Les dépenses liées à la crise sont pleinement justifiées et personne ne peut reprocher au gouvernement de jouer d’opportunisme. On est en guerre sanitaire, et on était mal équipés pour y faire face.

Et Airbus ?

C’est pourquoi, dans un tel contexte où l’argent public québécois est sollicité comme jamais pour répondre à toutes sortes de crises, la nouvelle voulant que Québec soit appelé à réinvestir dans le programme de l’A220 d’Airbus peut susciter la furie de nombreux contribuables.

On le sait, l’investissement de 1,3 milliard que Québec a fait à l’époque dans le programme de la C Series de Bombardier a été ramené à une valeur de zéro dans les livres comptables du gouvernement.

Malgré le succès commercial de l’A220 et le carnet de commandes de quelque 500 avions à livrer, on ne prévoit pas que la Société en commandite Airbus Canada devienne rentable avant 2025.

Le hic, c’est que l’entente qui lie le gouvernement à Airbus prévoit le rachat des parts de Québec par Airbus en 2026, alors que la valorisation de l’entreprise ne sera encore que balbutiante. On ne pourra alors récupérer qu’une infime fraction des 1,3 milliard investis.

Airbus veut justement réinvestir dans le programme A220 afin d’augmenter la cadence de production des appareils et de réduire ses coûts pour franchir plus rapidement le seuil de rentabilité et générer enfin des profits.

En réinvestissant dans la Société en commandite Airbus Canada, Québec peut renégocier la date du rachat de ses parts dans le programme et espérer récolter un bien meilleur prix pour sa participation de 25 % en décalant la vente de celle-ci de plusieurs années. On parle ici davantage d’un investissement produisant un retour plus grand que celui attendu que d’une dépense sèche et nette.
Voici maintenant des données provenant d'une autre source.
PR #1764, opened 2022-11-28
Migrate to Ogre.h

stephanie-eng:
### Description

When building, I get the following message:
```
In file included from /workspaces/ros2-rolling-ws/src/moveit2/moveit_ros/visualization/rviz_plugin_render_tools/src/planning_link_updater.cpp:38:
/opt/ros/rolling/opt/rviz_ogre_vendor/include/OGRE/OgreVector3.h:2:62: note: ‘#pragma message: /opt/ros/rolling/opt/rviz_ogre_vendor/include/OGRE/OgreVector3.h is deprecated, migrate to Ogre.h’
    2 | #pragma message( __FILE__ " is deprecated, migrate to Ogre.h")
```

This PR uses Ogre.h instead of the deprecated OgreVector3.h as per the message suggests.

### DIFF
--- a/moveit_ros/visualization/rviz_plugin_render_tools/src/planning_link_updater.cpp
+++ b/moveit_ros/visualization/rviz_plugin_render_tools/src/planning_link_updater.cpp
@@ -36,7 +36,6 @@
 
 #include <moveit/rviz_plugin_render_tools/planning_link_updater.h>
 #include <Ogre.h>
-#include <OgreQuaternion.h>
 
 bool moveit_rviz_plugin::PlanningLinkUpdater::getLinkTransforms(const std::string& link_name,
                                                                 Ogre::Vector3& visual_position,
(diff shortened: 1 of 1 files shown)


moveit_ros/visualization/rviz_plugin_render_tools/src/planning_link_updater.cpp
```diff
@@ -35,7 +35,7 @@
 /* Author: Ioan Sucan */
 
 #include <moveit/rviz_plugin_render_tools/planning_link_updater.h>
-#include <OgreVector3.h>
+#include <Ogre.h>
 #include <OgreQuaternion.h>
```
AndyZe, line 39: Can you check if Ogre.h includes OgreQuaternion.h?

AndyZe (approved):

moveit_ros/visualization/rviz_plugin_render_tools/src/planning_link_updater.cpp
stephanie-eng: It does not include it directly, but it does include OgreVector.h which includes OgreQuaternion.h

AndyZe: Let's remove OgreQuaternion.h from here, then

PR #1767, opened 2022-11-29
Do not allow a mutable ACM to be returned from the planning scene

AndyZe:
As discussed here:  https://github.com/orgs/ros-planning/discussions/1760#discussioncomment-4265269

This is part of simplifying locking of the planning scene.

Should be merged with the MTC PR:  https://github.com/ros-planning/moveit_task_constructor/pull/398

There are still some other PS methods that return mutable values that should get cleaned up.

### DIFF
--- a/moveit_core/planning_scene/src/planning_scene.cpp
+++ b/moveit_core/planning_scene/src/planning_scene.cpp
@@ -329,7 +329,9 @@ void PlanningScene::pushDiffs(const PlanningScenePtr& scene)
   }
 
   if (acm_)
-    scene->getAllowedCollisionMatrixNonConst() = *acm_;
+  {
+    scene->update(*acm_);
+  }
 
   collision_detection::CollisionEnvPtr active_cenv = scene->getCollisionEnvNonConst();
   active_cenv->setLinkPadding(collision_detector_->cenv_->getLinkPadding());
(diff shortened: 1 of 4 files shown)


moveit_core/planning_scene/src/planning_scene.cpp
```diff
@@ -532,11 +534,40 @@ void PlanningScene::setCollisionObjectUpdateCallback(const collision_detection::
   current_world_object_update_callback_ = callback;
 }
 
-collision_detection::AllowedCollisionMatrix& PlanningScene::getAllowedCollisionMatrixNonConst()
+void PlanningScene::update(collision_detection::AllowedCollisionMatrix const& new_acm)
 {
-  if (!acm_)
-    acm_ = std::make_shared<collision_detection::AllowedCollisionMatrix>(parent_->getAllowedCollisionMatrix());
-  return *acm_;
```
rhaschke, line 539: You are missing the creation of a new ACM in all your modification functions!

rhaschke (commented):
I don't yet see how these changes improve performance. 
See https://github.com/orgs/ros-planning/discussions/1760#discussioncomment-4268025.

moveit_core/planning_scene/src/planning_scene.cpp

Contrairement à d’autres grands acteurs de l’industrie aéronautique, comme Boeing, qui ne voient pas d’un bon œil la présence d’entités étatiques au sein de leur actionnariat, Airbus ne dédaigne pas la participation des gouvernements à son capital.

Les gouvernements français et allemand ont respectivement 11 % des actions d’Airbus, alors que l’Espagne complète le groupe d’actionnaires gouvernementaux avec une participation de près de 5 %. L’argent ne règle pas tout, mais il peut réduire l’ampleur d’une perte annoncée et ultimement servir alors le bien commun.